Quote from page 310: "We cannot afford to waste lives or be lazy and sloppy".
So perhaps the problem with Canadians in general is simply one where they are being "lazy and sloppy" - as opposed to "...acting STUPID..." - with the exception of people like Linden MacIntyre, John Ralston Saul, Evan Vokes, Sylvie Therrien, Evan Vokes, Allan Cutler, Col. Pat Stogran and others whom I can name. And of course the "National Observer" and all the people working for it. Anyone want to argue? It's all documented - so as far as I'm concerned, THERE IS NO DISPUTING what I've just said.
I just got a copy of Pierre Elliot Trudeau's 1993 book, "MEMOIRS". Among many others, there is a particularly important passage starting on p. 186 containing the following:-
"Where is the justice in a country in which an individual has the freedom to be totally fulfilled, BUT WHERE INEQUALITY DENIES HIM OR HER THE MEANS?"

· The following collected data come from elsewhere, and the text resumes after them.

PR #2888, opened 2023-08-08
New filter to generate oriented outline of vtkImageData

jadh4v:
### Context

`vtkOutlineFilter` generates outline for any input data using the spatial bounds which is fine for datasets such as `vtkPolyData`. However, it doesn't consider the orientation of a `vtkImageData` or generate the outline oriented based on the direction cosines of the image.

This PR adds a `vtkImageDataOutlineFilter` similar to https://vtk.org/doc/nightly/html/classvtkImageDataOutlineFilter.html which will generate either a polyline outline or triangulated surface for an oriented image outline.

### Results
| generateFaces | generateLines |
|--|--|
| testImageDataOutlineFilter_Faces | testImageDataOutlineFilter_Lines |

### Changes

### PR and Code Checklist

### Testing

- [x] Tested environment:
  - **vtk.js**:  master
  - **OS**:  Windows 11 Pro, 10.0.22621 Build 22621
  - **Browser**:  Chrome 115.0.5790.171 (Official Build) (64-bit)


Sources/Filters/General/ImageDataOutlineFilter/index.js
```diff
@@ -0,0 +1,149 @@
...
+// ----------------------------------------------------------------------------
+
+function vtkImageDataOutlineFilter(publicAPI, model) {
+  // Set our className
+  model.classHierarchy.push('vtkImageDataOutlineFilter');
+
+  function transformPoints(points, transform) {
+    const tmp = [0, 0, 0];
+    for (let i = 0; i < points.length; i += 3) {
+      const p = points.subarray(i, i + 3);
```
finetjul, line 37: `subarray` is typically a slow operation. 

It's faster to copy points manually

You may also use `vtkTransform.transformPoints` (to improve to support Mat4) or `vtkMatrixBuilder.apply`

Sources/Filters/General/ImageDataOutlineFilter/index.js
```diff
@@ -0,0 +1,149 @@
...
+
+    model.cubeSource.setXLength(spatialExt[1] - spatialExt[0]);
+    model.cubeSource.setYLength(spatialExt[3] - spatialExt[2]);
+    model.cubeSource.setZLength(spatialExt[5] - spatialExt[4]);
+
+    model.cubeSource.setCenter(
+      model.cubeSource.getXLength() / 2.0,
+      model.cubeSource.getYLength() / 2.0,
+      model.cubeSource.getZLength() / 2.0
+    );
```
finetjul, line 76: (optional) you may want to use `vtkBoundingBox` to avoid having to compute those lengths and center manually.

Sources/Filters/General/ImageDataOutlineFilter/index.js
```diff
@@ -0,0 +1,149 @@
...
+
+  // Also make it an algorithm with one input and one output
+  macro.algo(publicAPI, model, 1, 1);
+
+  // Internal persistent objects
+  model.cubeSource = vtkCubeSource.newInstance();
+  model.tmpOut = vtkPolyData.newInstance();
+  model.lineCells = vtkCellArray.newInstance({
+    values: Uint16Array.from(LINE_ARRAY),
+  });
```
finetjul, line 134: should be made protected

Sources/Common/Core/DataArray/index.js
```diff
@@ -425,8 +425,23 @@ function vtkDataArray(publicAPI, model) {
...
 
   publicAPI.deepCopy = (other) => {
+    // Retain current dataType and array reference before shallowCopy call.
+    const currentType = publicAPI.getDataType();
+    const currentArray = model.values;
     publicAPI.shallowCopy(other);
-    publicAPI.setData(other.getData().slice());
+
+    // Avoid array reallocation if size already sufficient
+    // and dataTypes match.
```
sankhesh, line 434: Are you trying to retain the original array pointer here?

jadh4v: Yes. In case the size of arrays is the same or the destination array is large enough, I am trying to avoid an unnecessary new allocation of array. From the point of view of any pipeline (that uses deep copy of DataArrays), and might get updated frequently due to state changes (e.g. mouse drag operation).

Sources/Filters/General/ImageDataOutlineFilter/index.js
jadh4v: Yes. Changed to use `vtkTransform.transformPoints`.

Sources/Filters/General/ImageDataOutlineFilter/index.js
jadh4v: Updated to use `vtkBoundingBox .getLengths()` and `.getCenter()`

Sources/Filters/General/ImageDataOutlineFilter/index.js
jadh4v: Updated. Please re-review to ensure if it was done correctly.

Sources/Filters/General/ImageDataOutlineFilter/index.js
```diff
@@ -0,0 +1,143 @@
...
+      vtkErrorMacro('Unable to fetch spatial extents of input image.');
+      return;
+    }
+
+    model._boundingBox.setBounds(spatialExt);
+    const lengths = model._boundingBox.getLengths();
+    model._cubeSource.setXLength(lengths[0]);
+    model._cubeSource.setYLength(lengths[1]);
+    model._cubeSource.setZLength(lengths[2]);
+    model._cubeSource.setCenter(model._boundingBox.getCenter());
```
finetjul, line 60: vtkCubeSource already has a `setBounds` convenient method. 
Problem is, it does not call "modified" when needed.
It would be a good opportunity to fix it (and here reuse vtkCubeSource.setBounds()).

Sources/Filters/General/ImageDataOutlineFilter/index.js
```diff
@@ -0,0 +1,143 @@
...
+    model._cubeSource.update();
+
+    const out = model._cubeSource.getOutputData();
+    model._tmpOut.getPoints().deepCopy(out.getPoints());
+
+    // Now, transform the cube polydata points in-place
+    // using the image's indexToWorld transformation.
+    model._transform.setMatrix(input.getIndexToWorld());
```
finetjul, line 68: vtkCubeSource already supports bounds "rotations".
Problem is, it supports only X, Y and Z angles.
It would be a good opportunity to extend the rotation to also support a matrix (to apply before the rotations ?)
You wouldn't have to worry here about transforming the points manually. Code would be more factorized.

Sources/Filters/General/ImageDataOutlineFilter/index.js
```diff
@@ -0,0 +1,143 @@
...
+      model._tmpOut.getPoints().getData()
+    );
+
+    // Lastly, generate the necessary cell arrays.
+    if (model.generateFaces) {
+      model._tmpOut.getPolys().deepCopy(out.getPolys());
+    } else {
+      model._tmpOut.getPolys().initialize();
+    }
+    if (model.generateLines) {
```
finetjul, line 80: couldn't this feature be moved to vtkCubeSource ?

Sources/Filters/General/ImageDataOutlineFilter/index.js
finetjul: looks good to me.

Sources/Filters/General/ImageDataOutlineFilter/index.js
jadh4v: I feel like the matrix should be applied the last, as something similar to `setUserMatrix()` function from VTK. Also, the x,y,z rotations wouldn't make sense after the cube has been moved away from the origin.
So basically, the `rotations` and `center` values will provide the initial setup in _model coordinates_, and then the `setMatrix()` option can provide additional option for _world coordinates_ placement.

Sources/Filters/General/ImageDataOutlineFilter/index.js
jadh4v: Can it be considered a _cube_ source still? It would also deviate from what VTK C++ does.

Sources/Filters/Sources/CubeSource/index.js
```diff
@@ -191,47 +218,32 @@ function vtkCubeSource(publicAPI, model) {
...
-    polys[polyIndex++] = 19;
-    polys[polyIndex++] = 17;
-
-    polys[polyIndex++] = 4;
-    polys[polyIndex++] = 20;
-    polys[polyIndex++] = 21;
-    polys[polyIndex++] = 23;
-    polys[polyIndex] = 22;
+    // Apply optional additionally specified matrix transformation
+    vtkMatrixBuilder.buildFromRadian().setMatrix(model.matrix).apply(points);
```
finetjul, line 222: For performance reason, do not call `setMatrix` if `model.matrix` is `undefined` or `null` (should be the default).
(and maybe it should also be the same if `model.rotations` are zeros...

Sources/Filters/General/ImageDataOutlineFilter/index.js
```diff
@@ -0,0 +1,92 @@
...
+  // Forward calls for [set/get]Generate[Faces/Lines] functions to cubeSource:
+  publicAPI.setGenerateFaces = (generateFaces) => {
+    if (model._cubeSource.setGenerateFaces(generateFaces)) {
+      publicAPI.modified();
+    }
+  };
+
+  publicAPI.setGenerateLines = (generateLines) => {
+    if (model._cubeSource.setGenerateLines(generateLines)) {
+      publicAPI.modified();
```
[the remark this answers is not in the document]
jadh4v: Thanks. Please see the suggested changes here: https://github.com/Kitware/vtk-js/pull/2895

Sources/Filters/Sources/CubeSource/index.js
jadh4v: Thanks. Please see the suggested changes here: https://github.com/Kitware/vtk-js/pull/2895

The same question applies to the issue of mainstream news media ignoring or dismissing important information from myself and certain others, because we don't happen to "...KNOW SOMEBODY..." and because the mainstream news media "just happen" to find the facts "inconvenient" - so in Canada we currently have a "social construct" that contrives to cover everything up, and then exploits the coverups to punish people like myself and others FOR BEING RIGHT, and then exploiting the situation further by pretending that we don't know what we are talking about so as to create endless muddle and confusion for the purpose of being "able" to label us as "troublemakers", "anarchists" and all the rest of it, so as to prevent solutions to known problems - or alternatively to break us all down by turning us into imbeciles so as to "justify" applying that label to us. It's all snobbery based on money - supported by dirty office politics, popular disinformation, willfully-blind bureaucrats and corrupt lawyers - all hell-bent on maintaining the status quo for their own exclusive benefit.
The type of phenomenon that I referred to in my previous post is known as "gaslighting".
Reference: https://en.wikipedia.org/wiki/Gaslighting
Quote:-
"Gaslighting is a form of psychological manipulation that seeks to sow seeds of doubt in a targeted individual or in members of a targeted group, making them question their own memory, perception, and sanity. Using persistent denial, misdirection, contradiction, and lying, it attempts to destabilize the victim and delegitimize the victim's belief.[1][2] "
I'm sorry, but any and all Canadians who believe in this type of behaviour at the expense of myself and others are just "sucking up" to their own little office cliques and their little social cliques at the expense of everybody else.
There is an additional dimension to it: willfull ignorance, backed by peer support for it within those little cliques.